None of that would be possible without Nvidia, the company that has truly revolutionized the artificial intelligence industry. They just introduced their Groq 3 LPU, which features intellectual property licensed from Groq for an astounding US $20 billion. Though the licensing agreement was finalized sometime earlier, the agreement was made public on Christmas Eve. It’s a critical acquisition for Nvidia as the graphics giant looks to triple its AI inference technology muscle.
The Groq 3 LPU is purpose-built for inference workloads, where you process a prompt and generate an output. This new chip is going to change the entire process of how AI systems run by intelligently speeding up those last steps of decoding. Nvidia’s Vera Rubin GPU handles the pre-fill and other resource-intensive steps in the inference path. This is due to a strong synergy that exists between the two components.
The Groq 3 LPU has a staggering 150 TB/s of memory bandwidth. By comparison, that would make the Vera Rubin GPU a pipsqueak, at only 22 TB/s. The Groq 3 LPU has a seven times wider memory bandwidth than Vera Rubin. Such remarkable speed has placed Nvidia at the tip of the spear with all things AI processing.
And the data flow through the Groq 3 LPU is done directly through its integrated SRAM memory, maximizing parallel execution and minimizing latency. As Mark Heaps, a fellow advocate and luminary at Nvidia explained, “The data literally passes right through the SRAM. This architecture allows the Groq 3 LPU to effortlessly tackle the complexity of real-time AI use cases.
Each of Nvidia’s compute trays will fit eight of Groq 3 LPUs. It will sport an efficient Vera Rubin GPU, ensuring the utmost efficiency vs power balance. Combined, the Groq 3 LPX serves as a powerful AI compute tray. It naturally fits ruby t GPUs with a Vera CPU, further supercharging Nvidia’s new AI processing architecture.
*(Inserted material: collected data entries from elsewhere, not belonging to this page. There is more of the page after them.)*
PR #203, opened 2015-10-27
Correct permissions for walthamstowlabourwiki.

martinjos:
Removed redundant items, added 'createaccount' => false, and moved to wgGroupPermissions.

### DIFF
--- a/LocalSettings.php
+++ b/LocalSettings.php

Nvidia remains heavily invested in the development of AI tools. It has the chutzpah to begin volume production of the Groq 3 LPU. Ian Buck, another top exec at Nvidia, underscored the chip’s narrowness. Ideally, as he put it, “The LPU is only optimized for that super extreme low latency token generation.” This attention to low latency is important for the growing number of applications that need near real-time response from AI workloads.
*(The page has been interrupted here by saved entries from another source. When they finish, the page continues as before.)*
PR #204, opened 2015-10-29
add logo and scribunto to wdbwiki per req

Reception123:


Reception123:
@Southparkfan @revi @NDKilla  Still not merged.

PR #206, opened 2015-10-30
Extensions for walthamstowlabourwiki

martinjos:
Hi, I'd like to add these extensions to walthamstowlabourwiki:
AdminLinks
CharInsert
DynamicPageList
Flow (all talk namespaces)
Popups
Scribunto
VisualEditor
Variables

And also this config option:
wmgDisableAnonEditing
(The wiki still seems to be world-editable at the moment, and it looks like setting this might help.)

By the way, I think you should just be able to cherry-pick c63cfc1. Thanks!


revi:
Please submit a patch for parsoid (required for flow/ve) referencing miraheze/puppet#29 to the puppet repository.

revi:
Ah, ok. It has legacy stuffs from old PRs.

martinjos:
Sorry about that, I keep forgetting to use branches.

PR #222, opened 2015-12-21
add 'exampleuser' permission on testwiki

Reception123:
I want to test it out to see if it works, if yes it will be good so that the Example user's password cannot be changed on testwiki.

### DIFF
--- a/LocalSettings.php
+++ b/LocalSettings.php
@@ -777,6 +777,7 @@ $wgConf->settings = array(
 				'bot',
 				'bureaucrat',
 				'consul',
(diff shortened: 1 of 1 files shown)


LocalSettings.php
```diff
@@ -947,7 +948,10 @@
 				'read' => true,
 				'testgroup' => true,
 			),
-		),
+			'exampleuser' => array(
+				'editmyoptions' => false,
```
Southparkfan: I'm not sure if editmyoptions also disables Special:ChangePassword?

PR #562, opened 2016-07-09
add more wisdomwikiwiki namespaces per req on IRC

Reception123:


AiraJun:
pls READ before pulling:

the NS 1630+31 collide with ATT NS 1630/31.

since id appreciate 4 consecutive numbers, i suggest we push them all up starting with 1654.
if you could add one more NS additionally, (call it NS blank for now) we should be covered with a series of consecutive numbers (in one row from 1654 upwards). 

this would leave the 1632/33 empty and to be reused in another wiki.

dont bother for possible data loss, i sign here with my blood that i wont hold you responsible, i have them all copied here, and its less than 5 mins to redo them in case they get lost.

thanks guys!

PR #564, opened 2016-07-10
activate extensions and subpages for NS

AiraJun:
activating 8 extenstions, 
enabling subpages for new namespaces


Reception123:
looks good :)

The launch of the Groq 3 LPU comes at a time when AI systems are evolving rapidly, and industry experts believe this technology signals an inflection point in inference capabilities. Jensen Huang, CEO of Nvidia, remarked on this development: “Finally, AI is able to do productive work, and therefore the inflection point of inference has arrived.” His remarks underscore the transformative promise of this groundbreaking technology for government, industry and education sectors that are increasingly dependent on AI.
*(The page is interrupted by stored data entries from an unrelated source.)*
PR #570, opened 2016-07-12
configuration of wisdomsandboxwiki

AiraJun:
~ enabled FLOW and FORUM (needs parsoid enabled and run update.php manually)
~ more or less cloning most of the wisdomwiki-settings
~ all wisdomsandbox stuff is underneath wisdomwiki, for its a sub-wiki, and only appears when WW entry is present (seemed sensemaking). hope thats an acceptable exception of the alphanum-sortrule.
~ doublechecked the 'NS_TEST',1632 and TALK 1633 they are leftovers from an earlier shift and not in use as of now.

### DIFF
--- a/LocalSettings.php
+++ b/LocalSettings.php
@@ -1572,10 +1572,11 @@ $wgConf->settings = array(
 			NS_TEACHING_TALK => 'Teaching_talk',
 			NS_BLANK => 'Blank',
 			NS_BLANK_TALK => 'Blank_talk',
-		)
+		),
 		'wisdomsandboxwiki' => array(
 			NS_TEST	=> 'TEST',
 			NS_TEST_TALK => 'TEST_talk',
+		),	
 	),
 	'wgContentNamespaces' => array(
 		'default' => array( NS_MAIN ),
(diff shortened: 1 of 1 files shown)


LocalSettings.php
```diff
@@ -477,6 +481,8 @@
 			'editor' => true,
 			'sysop' => true,
 		),
+		'+wisdomsandboxwiki' => array(
+			'anon' => true,)
```
NDKilla: the ) needs to be on a new line lined up with the start of line 484, and it needs a , after it

LocalSettings.php
```diff
@@ -85,6 +85,10 @@
 define('NS_BLANK', 1662);
 define('NS_BLANK_TALK', 1663);
 
+// wisdomsandboxwiki
+define( 'NS_TEST',1632);
+define( 'NS_TEST_TALK',1633);
```
NDKilla: Needs to be assigned/used in wgExtraNamespaces (near 1462)
https://github.com/miraheze/mw-config/blob/master/LocalSettings.php#L1462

Nvidia’s licensing agreement with Groq deepens Nvidia’s product offerings beyond compute silos or batch computing. It further amplifies the role SRAM-based architectures are taking on for next generation large-scale inference workloads. As Sid Sheth from d-Matrix pointed out, SRAM-based architectures simplify large-scale inference. He claimed with great assurance that nobody has taken SRAM density as far as d-Matrix. Supportive of this claim is the competitive edge that SRAM technology lends in making inference processes as efficient and rapid as possible.